**PROBLEM TO WORK ON:**
For the data below, report the number of lines that contain the string "implemented" and nothing else.
"""
PR #633, opened 2025-02-27
Avoid copy for VARCHAR type conversion

dentiny:
If I don't read it wrong, the actual content inside of `VARCHAR` will be mem-copied into `result`, so we could use fat-pointer here (as long as there's no tricky padding issues like VARBIT).

How I tested:
- I build with `make install -j32`
- I tested with `make installcheck`

### DIFF
--- a/src/pgduckdb_types.cpp
+++ b/src/pgduckdb_types.cpp
@@ -192,9 +192,9 @@ ConvertInt8Datum(const duckdb::Value &value) {
 
 static Datum
 ConvertVarCharDatum(const duckdb::Value &value) {
-	auto str = value.GetValue<duckdb::string>();
-	auto varchar = str.c_str();
-	auto varchar_len = str.size();
+	auto str = value.GetValueUnsafe<duckdb::string_t>();
+	auto varchar = str.GetDataUnsafe();
+	auto varchar_len = str.GetSize();
 
 	text *result = (text *)palloc0(varchar_len + VARHDRSZ);
 	SET_VARSIZE(result, varchar_len + VARHDRSZ);


JelteF:
I'm not sure what the benefit of this is? Is this supposed to be faster? If so do you have some numbers?

dentiny:
> I'm not sure what the benefit of this is? Is this supposed to be faster? If so do you have some numbers?

Yeah that's my motivation. Sorry I should provide more thoughts in the PR description.

From previous PRs, I feel we do care about type conversion's performance, since it sits in the center for pg/duckdb interaction. Use TIME/TIMETZ for example, one of the reasons is performance (another is definitely not too hard to write).

Initially I took the short path because TIME/TIMETZ is supposed to be short, so we have an upper bound for how much memory / parse CPU we use; checking the code, I found VARCHAR conversion is taking memory allocation every time, which is worse than TIME becase
- (major) VARCHAR could be large, which is easier to cause performance issue
- (minor) I use string types much often than other types

As for benchmark, I could try to get some numbers :)

JelteF:
Looking at the duckdb implementation I can see how `GetValueUnsafe` is faster than `GetValue` but not how string_t is faster than `string` in this case:
```c
template <>
string Value::GetValue() const {
	return ToString();
}

// snip

string Value::ToString() const {
	if (IsNull()) {
		return "NULL";
	}
	return StringValue::Get(DefaultCastAs(LogicalType::VARCHAR));
}

//snip

template <>
string Value::GetValueUnsafe() const {
	return StringValue::Get(*this);
}

template <>
DUCKDB_API string_t Value::GetValueUnsafe() const {
	return string_t(StringValue::Get(*this));
}
```

The `GetValueUnsafe` for `string_t` does strictly more than the one for `string`. Also `string_t` its constructor from a `string` doesn't convert it to a fat pointer:
```
	string_t(const string &value) // NOLINT: Allow implicit conversion from `const char*`
	    : string_t(value.c_str(), UnsafeNumericCast<uint32_t>(value.size())) {
	}
```

JelteF:
Looking a bit closer, it seems that this is primarily because we use the `GetValue()` API here (which interestingly already has a FIXME comment for another reason):

https://github.com/duckdb/pg_duckdb/blob/66cb6e64feb40bc1b0a7511485703442e39e60ad/src/pgduckdb_node.cpp#L211-L214

And duckdb then transforms that `string_t` value in the vector to an actual `string` (thus doing an allocation):
https://github.com/duckdb/duckdb/blob/d76863224db11a712edb95cd861d98f7900b0ada/src/common/types/vector.cpp#L694-L697

dentiny:
Thank you for the explanation! I think I mis-understand the issue --- my initial thought is when we do conversion for `VARCHAR` the `Value` object is always valid so we should be able to save a memory allocation + memory copy via `string_view`-like API/data structure.

Actually after your reference code above, I feel there're quite more things we could do here.

PR #636, opened 2025-02-28
postgres/duckdb TIMETZ conversion

### LINKED ISSUE #596: Add support for TIME and TIME_TZ types
### Description

These are the only time related types that we don't support yet. Once supported we can un-exclude these columns: https://github.com/duckdb/pg_duckdb/blob/02ebeaec1b42619fab806fc881e67de0821b380d/test/regression/expected/test_all_types.out#L8-L9

dentiny:
Resolve the second part for https://github.com/duckdb/pg_duckdb/issues/596 (TIMETZ conversion).

Fixes #596

### DIFF
--- a/src/pgduckdb_types.cpp
+++ b/src/pgduckdb_types.cpp
@@ -236,6 +236,18 @@ ConvertTimeDatum(const duckdb::Value &value) {
 	return Int64GetDatum(pg_time);
 }
 
+static Datum
+ConvertTimeTzDatum(const duckdb::Value &value) {
+	duckdb::dtime_tz_t dt_tz = value.GetValue<duckdb::dtime_tz_t>();
+	const int64_t micros = dt_tz.time().micros;
+	const int32_t tz_offset = dt_tz.offset();
+
+	TimeTzADT *result = static_cast<TimeTzADT *>(palloc(sizeof(TimeTzADT)));
+	result->time = micros;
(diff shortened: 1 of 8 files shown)


src/pgduckdb_types.cpp
```diff
@@ -236,6 +236,18 @@ ConvertTimeDatum(const duckdb::Value &value) {
...
 
+static Datum
+ConvertTimeTzDatum(const duckdb::Value &value) {
+	duckdb::dtime_tz_t dt_tz = value.GetValue<duckdb::dtime_tz_t>();
+	const int64_t micros = dt_tz.time().micros;
+	const int32_t tz_offset = dt_tz.offset();
+
+	TimeTzADT *result = static_cast<TimeTzADT *>(palloc(sizeof(TimeTzADT)));
+	result->time = micros;
+	result->zone = -tz_offset;
```
JelteF, line 247: Why use `-` in this line? That's unexpected enough that I think it deserves a comment.

JelteF (approved):
Looks good, except for some code comments that should be added for clarity.

src/pgduckdb_types.cpp
dentiny: Totally makes sense, add a comment on how pg/duckdb stores timezone.

JelteF (approved):

PR #642, opened 2025-03-03
Attempt to fix httpfs semantics

dentiny:
I tried to upstream the fix to duckdb httpfs extension: https://github.com/duckdb/duckdb-httpfs/pull/17 (also contains details for what I try to fix), but unfortunately no reply yet. I know pg_duckdb forks httpfs by source code, the same fix should apply.

Test command and result:
```sql
postgres (pid: 15453) =# SELECT * FROM read_csv('https://raw.githubusercontent.com/dentiny/duck-read-cache-fs/refs/heads/main/test/data/stock-exchanges.csv');
-[ RECORD 1 ]--+-----------------------------------------------------------
csvbase_row_id | 1
Continent      | Africa
Country        | Lesotho
Name           | HYBSE
MIC            | 
Last changed   | 2019-03-25
<omit other lines>
postgres (pid: 15453) =# SELECT COUNT(*) FROM read_csv('https://raw.githubusercontent.com/dentiny/duck-read-cache-fs/refs/heads/main/test/data/stock-exchanges.csv');
-[ RECORD 1 ]
count | 251
```

### DIFF
--- a/third_party/cached_httpfs/httpfs.cpp
+++ b/third_party/cached_httpfs/httpfs.cpp
@@ -508,7 +508,6 @@ void HTTPFileSystem::Read(FileHandle &handle, void *buffer, int64_t nr_bytes, id
 			throw InternalException("Cached file not initialized properly");
 		}
 		hfh.cached_file_handle->Read(buffer, nr_bytes, location);
-		hfh.file_offset = location + nr_bytes;
 		return;
 	}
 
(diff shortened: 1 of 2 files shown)


dentiny:
> In general we try to keep the same behavior as upstream DuckDB. Even if there's a bug. Otherwise if the bug gets fixed differently upstream, we somehow need to revert our fix again.

Make sense.

PR #643, opened 2025-03-03
Add additional functionality for the duckdb.unresolved_type

JelteF:
In 0.3.0 we added the `duckdb.unresolved_type` type and implemented a bunch of
operators, aggregates and functions for it. Of course the list will always be
incomplete and casts to actual types might always be necessary in some cases.
But for usability we should still try to implement the most commonly used
functionality. So this adds a bunch of additional things that I ran into over
the past weeks:

1. The `min` aggregate, this was not present in 0.3.0 by accident.
   Probably because DuckDB has two `min` aggregates.
2. Casts to `time`, `timetz`, `interval` and `bit`
3. Support for `date_trunc`, `length` and `regexp_replace`
4. Add general support for the `strftime` and `strptime` functions. This
   is useful even for already resolved/casted `timestamp`/`date` values
   because Postgres its date formatting functions like `to_char` are not
   available in DuckDB.

### DIFF
--- a/sql/pg_duckdb--0.3.0--0.4.0.sql
+++ b/sql/pg_duckdb--0.3.0--0.4.0.sql
@@ -1,2 +1,197 @@
 -- Add "url_style" column to "secrets" table
 ALTER TABLE duckdb.secrets ADD COLUMN url_style TEXT;
+
+-- The min aggregate was somehow missing from the list of aggregates in 0.3.0
+CREATE AGGREGATE @extschema@.min(duckdb.unresolved_type) (
+    SFUNC = duckdb_unresolved_type_state_trans,
+    STYPE = duckdb.unresolved_type,
+    FINALFUNC = duckdb_unresolved_type_final
+);
+
+CREATE FUNCTION @extschema@.strftime(date, text) RETURNS text
+SET search_path = pg_catalog, pg_temp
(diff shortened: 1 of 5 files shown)


src/pg/guc.cpp
```diff
@@ -0,0 +1,15 @@
...
+#include "utils/guc.h"
+}
+
+namespace pgduckdb::pg {
+
+const char *
+GetConfigOption(const char *name, bool missing_ok, bool restrict_privileged) {
+	return PostgresFunctionGuard(::GetConfigOption, name, missing_ok, restrict_privileged);
+}
+} // namespace pgduckdb::pg
```
Y--, line 15: I'm a bit on the fence since they're only used in one file, but should we move the `DefineCustomVariable` helpers from `pgduckdb.cpp` here?

Y-- (approved):

src/pg/guc.cpp
JelteF: I think we should make all our functions in `src/pg/*.cpp` files be functions that are safe to call from C++. Since `DefineCustomVariable` are not, and don't really make sense to be, since they are called from `_PG_init`, I don't think that makes sense to move them. I'd like to move all our GUC definitions to a different file in general though.

PR #644, opened 2025-03-03
Remove code related to http caching

JelteF:
We had implemented our own http caching in #88 when nothing like that existed yet. Now there are two different threads that are implementing something like this in a better way than we have done. So this PR removes our custom caching code from our codebase. Instead in a future release we'll make sure that pg_duckdb works well with these at least one of these other caching solutions.

For reference the two projects that are currently implementing caching are:
1. An official in-memory cache by DuckDB, which will eventually improved to also support on-disk caching: https://github.com/duckdb/duckdb/pull/16463
2. A community provided extension called `cache_httpfs`: https://github.com/dentiny/duck-read-cache-fs


third_party/pg_duckdb_extensions.cmake
```diff
@@ -1,7 +1,7 @@
 duckdb_extension_load(json)
 duckdb_extension_load(icu)
 # This is relative to third_party/duckdb dir
-duckdb_extension_load(cached_httpfs
-    SOURCE_DIR "${CMAKE_CURRENT_SOURCE_DIR}/../cached_httpfs"
-    INCLUDE_DIR "${CMAKE_CURRENT_SOURCE_DIR}/../cached_httpfs/include"
-)
\ No newline at end of file
+duckdb_extension_load(httpfs
```
Y--, line 4: Why not using the public one? (like `json`/`icu`?)

Y--: Doesn't `duckdb_extension_load(httpfs)` just do exactly that?

For example with json:
```
y=# select * from duckdb.raw_query($$select extension_name, loaded, installed, install_mode, install_path from duckdb_extensions() where extension_name = 'json';$$);
NOTICE:  result: extension_name	loaded	installed	install_mode	install_path
VARCHAR	BOOLEAN	BOOLEAN	VARCHAR	VARCHAR
[ Rows: 1]
json	true	true	STATICALLY_LINKED	(BUILT-IN)


 raw_query
-----------

(1 row)
```

Y--: Ah sorry I thought JSON was also out of tree...

Y--: Ok, this is it: https://github.com/duckdb/pg_duckdb/pull/644/commits/7579326fb8fb580e0e72fd6bb82d616cebc0d829

wuputah:
I would prefer to see more progress on supporting community extensions (it's [not clear][1] whether community extensions are currently supported) and possibly supporting "persistent" settings (i.e. `SET` commands that are run when initializing DuckDB) before kicking this out, unless we have a strong reason that this has to go immediately. 

That said, if we are going to remove / replace it -- which I do think we should -- I would certainly like to remove it before 1.0.

I would be curious, among those watching the repo, whether removing this feature without an immediate alternative would break their usage / use cases.

[1]: https://github.com/duckdb/pg_duckdb/blob/main/docs/extensions.md

JelteF:
@wuputah now that #647 is merged. Do you think we can merge this?

Y-- (approved):

wuputah:
My main concern now is that extensions [introduce settings](https://duckdb.org/community_extensions/extensions/cache_httpfs.html#added-settings) that the user may want to change. Since a pg_duckdb user does not directly interact with the DuckDB instance lifecycle, it's not clear if and when the user needs to (re-)set these settings. Basically, it's the same problem as secrets.

That said, the defaults for cache_httpfs seem sane to me, though I would like to see [this feature implemented](https://github.com/dentiny/duck-read-cache-fs/issues/103) which would then have some sort of setting to limit the disk cache size.

JelteF:
Okay, I'm merging this then. And we can add something to configure settings (or even general "duckdb setup commands") in a follow up PR.

PR #650, opened 2025-03-05
Fixes bugs an quality of life issues in MotherDuck support

JelteF:
This fixes a handful of issues with MotherDuck tables that I ran into while
implementing automated testing for MotherDuck integration:

1. When creating a table in a `ddb$` schema, default that table to be an MD table.
2. Do not allow creating non-MD tables in `ddb$` schemas when explicitly specifying another Table AM (like `heap`).
3. When creating MD tables, automatically make them owned by `duckdb.postgres_role`
4. Fix syncing of MotherDuck tables. This was broken by #632
5. Fix escaping of a MotherDuck schema name when syncing schema names


Y-- (approved):
👍🏼

PR #652, opened 2025-03-07
Add ALTER TABLE support for DuckDB tables

### LINKED ISSUE #536: add ALTER TABLE support for duckdb (motherduck) tables
### Description

Currently, you can't use ALTER TABLE to modify a table that uses the `duckdb` access method:

```
postgres=# ALTER TABLE a RENAME TO b;
ERROR:  DuckDB does not support ALTER TABLE yet
```

The basics to consider:

* [ ] #537
* [ ] #538
* [ ] #539
* [ ] #540
* [ ] #541

### LINKED ISSUE #537: ALTER TABLE RENAME support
"""
**SOLUTION FOR THIS TASK:**
3